Zen estimation - bare minimum iteration planning
December 14, 2015 in Engineering philosophyI think agile story estimation à la planning poker isn’t agile any more. It breeds too much verbal discussion that doesn’t lead to improving productivity. The ability to put down a number produces false confidence in expected outcomes by letting you wrap an unknown and undefined number of complications into a clean-looking (albeit higher) estimate. What you are really saying with that number is that you don’t know how long the task will take.
I made up a new way of estimating software development scope (as a thought experiment this morning). I call it… zen estimation.
- Scope is broken down into stories. A story is the business deliverable unit. Requirements are shared on the story level.
- Stories consist of tasks. A task is the unit of work. To start with, a story is treated as one task.
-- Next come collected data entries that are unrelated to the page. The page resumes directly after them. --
PR #534, opened 2025-11-17
OSOE-1194: Freeing up runner storage space before .NET builds

Piedone:
[OSOE-1194](https://lombiq.atlassian.net/browse/OSOE-1194)

[OSOE-1194]: https://lombiq.atlassian.net/browse/OSOE-1194?atlOrigin=eyJpIjoiNWRkNTljNzYxNjVmNDY3MDlhMDU5Y2ZhYzA5YTRkZjUiLCJwIjoiZ2l0aHViLWNvbS1KU1cifQ

### DIFF
--- a/.github/actions/free-up-space-for-dotnet/FreeUpSpaceUbuntu.ps1
+++ b/.github/actions/free-up-space-for-dotnet/FreeUpSpaceUbuntu.ps1
@@ -7,7 +7,7 @@ df --human-readable
 sudo apt-get clean
 
 # Remove Android SDK.
-sudo rm -rf /usr/local/lib/android
+sudo Remove-Item -Recurse -Force /usr/local/lib/android
 
 # We can't remove all unused Docker images since that would also remove the Elasticsearch image (used in the Set up
 # Elasticsearch step) and any possible Docker images from prepared runner images.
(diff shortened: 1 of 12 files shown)


.github/actions/free-up-space-for-dotnet/FreeUpSpaceUbuntu.ps1
```diff
@@ -0,0 +1,42 @@
+$initialSpace = (df / |
+        Select-Object -Skip 1 |
+        ForEach-Object { $PSItem.Split(' ', [System.StringSplitOptions]::RemoveEmptyEntries)[3] } |
+        Measure-Object -Sum).Sum
```
sarahelsaig: Why not use .NET instead of parsing a utility? It should be more reliable. You can get the "drive" for `/` like this:

```pwsh
$rootDrive = (Get-PSDrive /)[0]
$initialSpace = $rootDrive.Free # Free is a dynamic property so it can be reused below.
```

.github/actions/free-up-space-for-dotnet/FreeUpSpaceUbuntu.ps1
```diff
@@ -0,0 +1,42 @@
...
+
+df --human-readable
+
+# Remove the local cache of downloaded packages but don't remove installed software.
+sudo apt-get clean
+
+# Remove Android SDK.
+sudo rm -rf /usr/local/lib/android
```
sarahelsaig, line 13: Is there a particular reason for using `rm -rf` instead of `Remove-Item -Recurse -Force`? If so, please include a comment.

sarahelsaig (changes requested):

.github/actions/free-up-space-for-dotnet/FreeUpSpaceUbuntu.ps1
Piedone: No reason, actually, other than me starting with Linux only, and the action then gradually evolving.

.github/actions/free-up-space-for-dotnet/FreeUpSpaceUbuntu.ps1
Piedone: No good reason either, just historical. Thanks for the code.

.github/actions/free-up-space-for-dotnet/FreeUpSpaceUbuntu.ps1
Piedone: `rm -rf` is better it turns out, commented.

sarahelsaig (approved):

PR #559, opened 2026-01-04
OSOE-1101: Indicate if a PR has breaking changes and generate CompatibilitySuppressions.xml file files

### LINKED ISSUE #466: Indicate if a PR has breaking changes, as discovered by `validate-nuget-publish` (OSOE-1101)
`validate-nuget-publish` (and `publish-nuget`) fails if the NuGet baseline package validation finds breaking changes. Sometimes these are not actual breaking changes (like constructor injections changing), but mostly are, and we're either consciously suppressing these errors if breaking changes are expected, or need to avoid introducing the breaking change.

For the expected case, we could have an indication in the PR, foremost in its title and with a label, that it contains breaking changes. That way, it's more apparent to the reviewer and more visible in the automatically generated release notes on GitHub.

- [x] Have an optional feature usable via both `validate-nuget-publish` and `publish-nuget` that, when baseline package validation fails, adds the "(⚠️ breaking changes)" text at the end of the PR title (if a PR exists; for `publish-nuget` this is not necessarily the case), and the `breaking-changes` label. Additionally, it should also add a comment under the PR if one exists (if https://github.com/Lombiq/GitHub-Actions/issues/467 was done earlier, change the comment to refer to the available _CompatibilitySuppressions.xml_ file):
```
This pull request appears to contain breaking changes.
- If you can do this without breaking changes, then please do that, it'd be better.
- If breaking changes are inevitable, then add an explanation of these and a migration guide for users to the description of the pull request (during the next release, these will be added to the release notes). Generate the _CompatibilitySuppressions.xml_ file following [the corresponding docs](https://github.com/Lombiq/Open-Source-Orchard-Core-Extensions?tab=readme-ov-file#opening-pull-requests).
- If the changes are technically breaking but not something that would actually be breaking for consuming projects (like the signature of a constructor changing due to new injected dependencies) then also just generate the _CompatibilitySuppressions.xml_ file. Also consider how in the future this can be avoided: Can perhaps the class be made `internal` (what's usually better for implementations of interfaces for injected dependencies)?
```
- [x] If package validation passes without any new suppressions (prior suppressions might be there), the title suffix and the label should be removed if they exist.

[Jira issue](https://lombiq.atlassian.net/browse/OSOE-1101)

### LINKED ISSUE #467: If NuGet baseline package validation fails, generate a new artifact with the new CompatibilitySuppressions.xml file (OSOE-1103)
The NuGet workflows have all the information ready to prepare this file for us, so it would be nice.

- [x] Generate a _CompatibilitySuppressions.xml_ file, both in `validate-nuget-publish` and `publish-nuget`, if NuGet baseline package validation fails, and make it downloadable as an artifact. This needs `/p:GenerateCompatibilitySuppressionFile=true` in the `dotnet pack` calls.
- [x] Update the docs under https://github.com/Lombiq/Open-Source-Orchard-Core-Extensions?tab=readme-ov-file#opening-pull-requests.
- [x] If https://github.com/Lombiq/GitHub-Actions/issues/466 was done earlier, then change the comment added by it to refer to using this artifact instead of instructing how to generate the file.

[Jira issue](https://lombiq.atlassian.net/browse/OSOE-1103)

Piedone:
[OSOE-1101](https://lombiq.atlassian.net/browse/OSOE-1101)
Fixes #467
Fixes #466

[OSOE-1101]: https://lombiq.atlassian.net/browse/OSOE-1101?atlOrigin=eyJpIjoiNWRkNTljNzYxNjVmNDY3MDlhMDU5Y2ZhYzA5YTRkZjUiLCJwIjoiZ2l0aHViLWNvbS1KU1cifQ


.github/actions/mark-breaking-changes/Update-PullRequestTitle.ps1
```diff
@@ -0,0 +1,30 @@
...
+    {
+        $newTitle = $currentTitle + $suffix
+    }
+}
+else
+{
+    if ($currentTitle.Contains($suffix))
+    {
+        $newTitle = $currentTitle.Substring(0, $currentTitle.Length - $suffix.Length)
+    }
```
sarahelsaig, line 24: If for whatever reason the `$suffix` is not the very end of the string (i.e. if any other script adds more strings at the end), this will break. Either replace `.Contains()` with `.EndsWith()`, or use `.Replace()` instead of `.Substring()`. I think the latter is more flexible.

.github/actions/mark-breaking-changes/Update-PullRequestTitle.ps1
sarahelsaig, line 1: How about moving this file to _/Scripts_, adding `$Suffix` as a parameter and renaming `$IsBreaking` to `$Remove`, so this can be reused for other tasks in the future?

.github/actions/mark-breaking-changes/action.yml
```diff
@@ -0,0 +1,63 @@
+name: Mark Breaking Changes
+description: >
+  Adds or removes a breaking-changes indication on a pull request title and label, optionally leaving a comment.
+  Intentionally not documented in Actions.md since it's only meant for internal use.
```
sarahelsaig, line 4: Why is it necessary to both alter title and add label? I'd think just the label is enough, like it happens with `Merge Conflict`.

sarahelsaig (changes requested):

.github/actions/mark-breaking-changes/action.yml
Piedone: This is so it's apparent from a generated release notes which PRs are breaking. There the PRs are listed with their titles, e.g. https://github.com/Lombiq/GitHub-Actions/releases/tag/v4.1.0. So, when editing that, it's easier to see breaking changes there than having to separately list them by label.

.github/actions/mark-breaking-changes/Update-PullRequestTitle.ps1
Piedone: I'd rather do that if and when that happens, because then we'll know how best to refactor. There's very little logic here, and `Update-GitHubIssueAndPullRequest.ps1`, the only other place where we change the PR title, wouldn't be able to use this.

sarahelsaig: > I'd rather do that if and when that happens, because then we'll know how best to refactor. There's very little logic here

Sure, we can leave that for later but these feel like contradictory sentiments to me. 🤷‍♀️

> Update-GitHubIssueAndPullRequest.ps1, the only other place where we change the PR title

Now that you've brought that script to my attention, I notice that the parameter over there is `-PullRequestId` while here it's `-PullRequestNumber`. Can we bring them into harmony, so that there is no confusion that they refer to the same thing?

.github/actions/mark-breaking-changes/action.yml
sarahelsaig: I see, that makes sense.

.github/actions/mark-breaking-changes/Update-PullRequestTitle.ps1
Piedone: Sure. The correct term (following what GitHub uses in the GHA context) is "number".

sarahelsaig (approved):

- Every task is worth 1 point. A story is worth the number of its tasks. So, at the beginning, every story is worth 1 point.
- If a story or task feels too big for 1 point, list its steps and break it down into several tasks.
- If a task feels too small for 1 point, wrap it up into the next task, and don’t dive into too much details next time.
- If a story feels too small for 1 point, you are underestimating the cost of testing and writing specs.
- If a story is too vague or needs investigation, do that investigation before committing to the scope. If that is not possible, add investigation as a separate task (now the story has two tasks worth one point each).
- How much is one point? You should always be able to finish off one point in a day’s work. (Knowing the variance in programmer productivity, it is vain to give a better definition.)
- If you end up with tasks that take more than a day, your planning is not good enough.
I feel like this approach to estimating would bring focus from fiddling with abstract numbers of “points” to planning out work into actionable steps.